Thursday, January 28, 2010

An Alarming Trend

By now, I suspect most people have heard of the passing of J.D. Salinger yesterday at the age of 91. It is a death that was both shocking, expected, and heartbreaking. Until today, I hadn't realized how much Salinger meant to me.

Of course, we all know the Salinger legend -- the bright, literary star who essentially went into complete seclusion after giving the world perhaps the greatest novel of the 20th Century, The Catcher in the Rye. Salinger's seclusion, a seeming response to the celebrity Rye brought him, made him perhaps even more famous than he had been before. Decades have been spent wondering what Salinger was up to, if another novel might emerge from his New Hampshire compound, if he would ever come back out and join the world that was so mystified by him. The answer appears to, sadly, be no -- he came back to us only with the news of his death.

Of course, now the mystery about what he'd been up to all these years will intensify. There are rumors of notebooks filled with stories, unpublished novels locked away in safes. Perhaps in Salinger we'll see the emergence of a literary Tupac and he will become more prolific in death than in life. Who knows?

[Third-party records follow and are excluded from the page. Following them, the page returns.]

PR #597, opened 2024-06-06
594 feat(api) assistants helper function to build vector stores

jalling97:
- Adds a helper function to automatically create a vector store when a new assistant is created if files are provided
- Moves create and modify vector store functions into `index.py`
- Adds tests to assistants to catch these new possible scenarios


src/leapfrogai_api/data/async_supabase_vector_store.py
gphorvath, line 1: This file should be fully moved into index.py now.

src/leapfrogai_api/routers/openai/assistants.py
```diff
@@ -37,16 +46,74 @@ async def create_assistant(
             detail=f"Unsupported tool type: {unsupported_tool.type}",
         )
 
+    # check if the request includes a code interpreter
     if request.tool_resources and any(
-        isinstance(tool_resource, ToolResourcesCodeInterpreter)
-        and tool_resource.get("file_ids")
+        isinstance(tool_resource[1], ToolResourcesCodeInterpreter)
+        and tool_resource[1] is not None
```
YrrepNoj, line 52: This seems pretty complex. Is this effectively the same thing?

```python
if request.tool_resources and request.tool_resources.code_interpreter is not None:
```

src/leapfrogai_api/routers/openai/assistants.py
```diff
@@ -37,16 +46,74 @@ async def create_assistant(
...
     ):
         raise HTTPException(
             status_code=status.HTTP_400_BAD_REQUEST,
             detail="Code interpreter tool is not supported",
         )
 
+    # check if a vector store needs to be built or added to this assistant
+    if request.tool_resources and any(
+        isinstance(tool_resource[1], ToolResourcesFileSearch)
+        for tool_resource in request.tool_resources
```
YrrepNoj, line 63: 1) Same comment as above about this being a complex-looking statement.

2) Should we be checking that the instance of ToolResourcesFileSearch is not None?

src/leapfrogai_api/routers/openai/assistants.py
jalling97: Yes I believe so, I'll change and test to make sure.

src/leapfrogai_api/routers/openai/assistants.py
jalling97: Added that and verified that works as a check

jalling97:
Proof that all integration tests are passing
Screenshot from 2024-06-13 18-15-54

jalling97:
Refactored a few tests so that I'm no longer using the `pytest.mark.xfail` decorator
Screenshot from 2024-06-14 16-10-04

src/leapfrogai_api/routers/openai/assistants.py
```diff
@@ -37,16 +42,70 @@ async def create_assistant(
...
+            request.tool_resources.file_search.vector_store_ids = [vector_store.id]
+        elif ids_len == 1:
+            logging.debug(
+                "Attaching vector store with id: {} to new assistant".format(ids[0])
+            )
+            # How do we check to make sure the supplied vector_store_id is valid?
+            crud_vector_store = CRUDVectorStore(db=session)
+
+            try:
+                await crud_vector_store.get(filters=FilterVectorStore(id=ids[0]))
```
YrrepNoj, line 93: Should we be catching the return of this `get()` call and check if it is None? We are raising an exception if an invalid VectorStore ID is provided, but should an expired VectorStore also raise an exception?

src/leapfrogai_api/routers/openai/assistants.py
```diff
@@ -37,16 +42,70 @@ async def create_assistant(
...
+                    detail="Invalid vector store id was provided",
+                )
+        else:
+            logging.debug(
+                "No files or vector store id found; assistant will be created with no vector store"
+            )
+
+        with suppress(AttributeError):
+            request.tool_resources.file_search.vector_stores = (
+                None  # remove vector_stores if it's there
```
YrrepNoj, line 106: I am probably missing something here, but what is the intuition behind setting this to None?

src/leapfrogai_api/routers/openai/assistants.py
```diff
@@ -172,6 +227,66 @@ async def modify_assistant(
...
+            request.tool_resources.file_search.vector_store_ids = [vector_store.id]
+        elif ids_len == 1:
+            logging.debug(
+                "Attaching vector store with id: {} to new assistant".format(ids[0])
+            )
+            # How do we check to make sure the supplied vector_store_id is valid?
+            crud_vector_store = CRUDVectorStore(db=session)
+
+            try:
+                await crud_vector_store.get(filters=FilterVectorStore(id=ids[0]))
```
YrrepNoj, line 277: Same comment as above about what if it makes sense to validate against a `None` return here?

src/leapfrogai_api/routers/openai/assistants.py
```diff
@@ -172,6 +227,66 @@ async def modify_assistant(
...
+            indexing_service = IndexingService(db=session)
+
+            if not indexing_service.file_ids_are_valid(vector_stores[0]["file_ids"]):
+                raise HTTPException(
+                    status_code=status.HTTP_400_BAD_REQUEST,
+                    detail="Invalid file ids attached to assistants request",
+                )
+
+            vector_store_request = CreateVectorStoreRequest(
+                file_ids=vector_stores[0]["file_ids"],
```
YrrepNoj, line 258: I'm having a hard time following the typing here.

I understand that we expect `len(vector_stores) == 1` so `vector_store[0]` makes enough sense to me. But I'm having a hard time determining what _type_ `vector_store[0]` will return and why we are obtaining a field with `vector_stores[0]["file_ids"]` (and what that _type_ will be as an end result).

src/leapfrogai_api/routers/openai/assistants.py
jalling97: Yeah that's a good catch, I didn't think about expiry situations. I can update the check and wherever else that's relevant

src/leapfrogai_api/routers/openai/assistants.py
jalling97: Based on how Openai does it, it's valid for a createAssistant request to have the `vector_stores` field under `file_search` ([source](https://github.com/openai/openai-python/blob/a33712e161eacdcfead297da3f4a5bc491732e3f/src/openai/types/beta/assistant_create_params.py#L196)), but not after the assistant has been created ([source](https://github.com/openai/openai-python/blob/a33712e161eacdcfead297da3f4a5bc491732e3f/src/openai/types/beta/assistant.py#L22)). 

We're interpreting the reason why to be that once the vector store is created, its `id` gets linked to the assistant, meaning there's no reason to keep the `file_ids` that came with the initial request, as that's not maintained and could get out of sync. So it's best to remove it after the vector store is created, if it exists.

src/leapfrogai_api/routers/openai/assistants.py
jalling97: Updated :+1:

src/leapfrogai_api/routers/openai/assistants.py
jalling97: Updated :+1:

jalling97:
Passing tests from most recent changes
Screenshot from 2024-06-14 17-36-21

src/leapfrogai_api/routers/openai/assistants.py
YrrepNoj: Ok I think that makes sense, a few QoL requests
1) at the start of this elif block, can we set a variable to make it more clear that we are working with a dict, maybe something like `vector_store_dict = vector_stores[0]`
2) It would probably be wise to do some validation on the dict and throw in a `if "file_ids" not in my_dict: raise exception`
   - We have a similar-ish check above, but we would run into an exception before actually calling the `indexing_service.file_ids_are_valid()` function because we'll get a key_error when trying to get the value from the dictionary.
   
   
 3) There is another place above in this file (around line 74) where doing at least `2)` would be useful.

jalling97: Added these :+1:

src/leapfrogai_api/routers/openai/assistants.py
CollectiveUnicorn, line 1: There seems to be a lot of duplication between `create_assistant` and `modify_assistant` are you able to pull out the duplicate code to reduce some of the bloat a bit?

src/leapfrogai_api/routers/openai/assistants.py
```diff
@@ -37,12 +43,90 @@ async def create_assistant(
...
+    # check if a vector store needs to be built or added to this assistant
+    if request.tool_resources and request.tool_resources.file_search is not None:
+        ids = request.tool_resources.file_search.vector_store_ids
+        vector_stores = (
+            request.tool_resources.file_search.vector_stores
+            if hasattr(request.tool_resources.file_search, "vector_stores")
+            else None
+        )
+
+        ids_len = len(ids) if ids is not None else 0
```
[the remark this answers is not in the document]
jalling97: If `request.tool_resources.file_search` exists, then the `vector_stores_ids` field will also exist based on the pydantic typing. But it's likely that the field is going to be set to `None` (in the event you're providing `file_ids` instead). So that `getattr` would see that the field itself exists but set ids to `None`, which is why that check gets made. There's probably a more efficient way to do it but at some point I'm pretty sure you have to check whether that field is a `None` type or not.

src/leapfrogai_api/routers/openai/assistants.py
```diff
@@ -37,12 +43,90 @@ async def create_assistant(
...
+        vector_stores_len = len(list(vector_stores)) if vector_stores is not None else 0
```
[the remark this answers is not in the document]
jalling97: This has the same problem that I mentioned with `ids`, but it's still a more efficient way to do it than I was with the `hasattr` check so I agree that this makes more sense. I still believe you have to check to make sure it's not a `None` type so you don't get a `TypeError`.

Additionally, since the OpenAI [assistant_create_params](https://github.com/openai/openai-python/blob/a33712e161eacdcfead297da3f4a5bc491732e3f/src/openai/types/beta/assistant_create_params.py#L205) `ToolResourcesFileSearch` only states that `vector_stores` is an iterable, the list conversion is just a safety check in case an iterator or another `Iterable` gets passed. In the event it is a list, a list conversion on a list is still thankfully a list so it may be slightly more inefficient but it catches those instances.

src/leapfrogai_api/routers/openai/assistants.py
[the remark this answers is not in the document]
CollectiveUnicorn: Yeah, you're right. Maybe `ids = request.tool_resources.file_search.vector_store_ids or []`, but its not a big deal. You can dismiss this if you want.

src/leapfrogai_api/routers/openai/assistants.py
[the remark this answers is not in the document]
CollectiveUnicorn: Probably about the same size wise when accounting for the new try/except block. But I am mostly concerned about readability, so what about swapping this for `0 if vector_stores is None else len(list(vector_stores))` at least so that its affirmative

src/leapfrogai_api/routers/openai/assistants.py
jalling97: I originally pulled out all of the common checks between create and modify and put them as a helper function in `backend/helpers.py`, but that caused a lot of circular import errors so I ended up pulling it out and left it in `assistants.py`. I don't love having a helper function there but aside from making a new utils or helpers file it's currently clearly annotated as a helper function that only applies to `create_assistant` and `modify_assistant`. What do you think?

src/leapfrogai_api/backend/rag/index.py
```diff
@@ -128,6 +136,165 @@ async def index_file(self, vector_store_id: str, file_id: str) -> VectorStoreFil
...
+            if expires_at and expires_at:
+                new_vector_store.expires_after = expires_after
+                new_vector_store.expires_at = expires_at
+
+            return await crud_vector_store.update(
+                id_=vector_store_id,
+                object_=new_vector_store,
+            )
+        except Exception as exc:
+            raise exc
```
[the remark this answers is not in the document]
jalling97: Combined :+1:

src/leapfrogai_api/backend/rag/index.py
```diff
@@ -128,6 +136,165 @@ async def index_file(self, vector_store_id: str, file_id: str) -> VectorStoreFil
...
+                    )
+
+            new_vector_store.status = VectorStoreStatus.COMPLETED.value
+
+            return await crud_vector_store.update(
+                id_=new_vector_store.id,
+                object_=new_vector_store,
+            )
+        except Exception as exc:
+            raise exc
```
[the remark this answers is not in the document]
jalling97: Combined :+1:

src/leapfrogai_api/routers/openai/assistants.py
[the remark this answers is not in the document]
jalling97: I ended up combining the two approaches:
```
ids = request.tool_resources.file_search.vector_store_ids or []
vector_stores = (
    getattr(request.tool_resources.file_search, "vector_stores", []) or []
)
```
Since `vector_store_ids` will always exist but `vector_stores` may not.

src/leapfrogai_api/routers/openai/assistants.py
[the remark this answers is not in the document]
jalling97: As stated above, I ended up combining the two approaches to testing for `None` types so now I just do a basic length check
```
ids_len = len(ids)
vector_stores_len = len(list(vector_stores))
```

src/leapfrogai_api/backend/rag/index.py
```diff
@@ -217,6 +380,20 @@ async def asimilarity_search(self, query: str, vector_store_id: str, k: int = 4)
...
+    async def _increment_vector_store_file_status(
+        self, vector_store: VectorStore, file_response: VectorStoreFile
+    ):
+        """Increment the file count of a given vector store based on the file response"""
+        if file_response.status == VectorStoreFileStatus.COMPLETED.value:
+            vector_store.file_counts.completed += 1
+        elif file_response.status == VectorStoreFileStatus.FAILED.value:
+            vector_store.file_counts.failed += 1
+        elif file_response.status == VectorStoreFileStatus.IN_PROGRESS.value:
+            vector_store.file_counts.in_progress += 1
```
YrrepNoj, line 392: Does the `in_progress` counter ever get decremented? It seems like this will be a forever growing count.

src/leapfrogai_api/routers/openai/assistants.py
```diff
@@ -224,3 +201,103 @@ async def delete_assistant(
...
+    if request.tools:
+        for tool in request.tools:
+            if not validate_assistant_tool(tool):
+                raise HTTPException(
+                    status_code=status.HTTP_400_BAD_REQUEST,
+                    detail=f"Unsupported tool type: {tool.type}",
+                )
+
+    # check for unsupported tool resources
+    if not validate_tool_resources(request.tool_resources):
```
YrrepNoj, line 222:
```suggestion
    if request.tool_resources and not validate_tool_resources(request.tool_resources):
```

src/leapfrogai_api/routers/openai/assistants.py
```diff
@@ -224,3 +201,103 @@ async def delete_assistant(
         deleted=bool(assistant_deleted),
         object="assistant.deleted",
     )
+
+
+# helper function to check for unsupported tools/tool resources, and if a new vector store needs to be added
+async def _assistant_request_checks(
```
YrrepNoj, line 207: I like the spirit of this helper function and think it is in the right direction. I would suggest splitting the logic in this function up more to make it easier to read. It might be worthwhile to put the sections under the `elif vector_store_len == 1` and `elif ids_len == 1` into their own sub-functions.

src/leapfrogai_api/routers/openai/assistants.py
```diff
@@ -224,3 +201,103 @@ async def delete_assistant(
...
+    request: CreateAssistantRequest | ModifyAssistantRequest, session: Session
+) -> CreateAssistantRequest | ModifyAssistantRequest:
+    """Performs common checks that occur in both create and modify requests"""
```
YrrepNoj, line 210: I love the addition of the doc string. This is a pattern we should be doing more often.

I want to challenge this docstring a little though. After reading this docstring (and function name), I expect this function to ONLY perform checks and return a bool/status. I wouldn't expect this function to be modifying the input and returning it back to the caller.

We should make the docstring (and maybe even the function name) a little more clear that this is happening.

src/leapfrogai_api/routers/openai/assistants.py
```diff
@@ -224,3 +201,103 @@ async def delete_assistant(
...
+                    status_code=status.HTTP_400_BAD_REQUEST,
+                    detail="Invalid vector store id was provided",
+                )
+        else:
+            logging.debug(
+                "No files or vector store id found; assistant will be created with no vector store"
+            )
+
+        with suppress(AttributeError):
+            request.tool_resources.file_search.vector_stores = (
```
YrrepNoj, line 299: I am assuming this is purposeful because of the `with suppress()` in the line above, but are we sure we don't want to be modifying `file_search.vector_store_ids`?

YrrepNoj (changes requested):

src/leapfrogai_api/routers/openai/assistants.py
jalling97: Good question. So in the event that the request has a `file_search.vector_stores` field, we create a new vector store and link that id to the request instead. This happens on [line 273](https://github.com/defenseunicorns/leapfrogai/blob/b42646f14484d59b330b5657df0d934758543cfd/src/leapfrogai_api/routers/openai/assistants.py#L273) at the moment. So we either start with `vector_stores` and end with `vector_store_ids` or start with `vector_store_ids` and end with the same. The only reason this line to set `vector_stores` to None is outside everything is to ensure nothing sneaks through.

Although I could probably handle that by removing the `vector_stores` within the same portion of code as creating the vector store and just making an `assertion` at the end. Whichever is preferred.

src/leapfrogai_api/backend/rag/index.py
jalling97: After checking with @gphorvath , no, it currently has the initial pass then remains unchanged for the life of the vector store, which is a problem. Would it make sense to open another issue for this bug? Or do you just want me to include a solution in this PR?

src/leapfrogai_api/routers/openai/assistants.py
jalling97: Changed :+1:

src/leapfrogai_api/routers/openai/assistants.py
jalling97: Updated :+1:

src/leapfrogai_api/backend/rag/index.py
jalling97: This will be addressed in the following issue: https://github.com/defenseunicorns/leapfrogai/issues/743

YrrepNoj (approved):
LGTM. Thanks for the consistent updates.

CollectiveUnicorn (approved):

YrrepNoj (approved):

Salinger's death hit me rather hard this afternoon and makes me worry that perhaps 2010 will be to my literary spirit what 2009 was to my pop culture spirit. Salinger's death comes just a week after the death of Erich Segal, author of Love Story, one of my favorite books when I was in junior high and high school. The book that replaced Love Story as my all-time favorite book once upon a time? The Catcher in the Rye. See where I'm going with this? It makes me really fear for Judy Blume and, God forbid, Harper Lee. Now talk about deaths that would leave me shattered.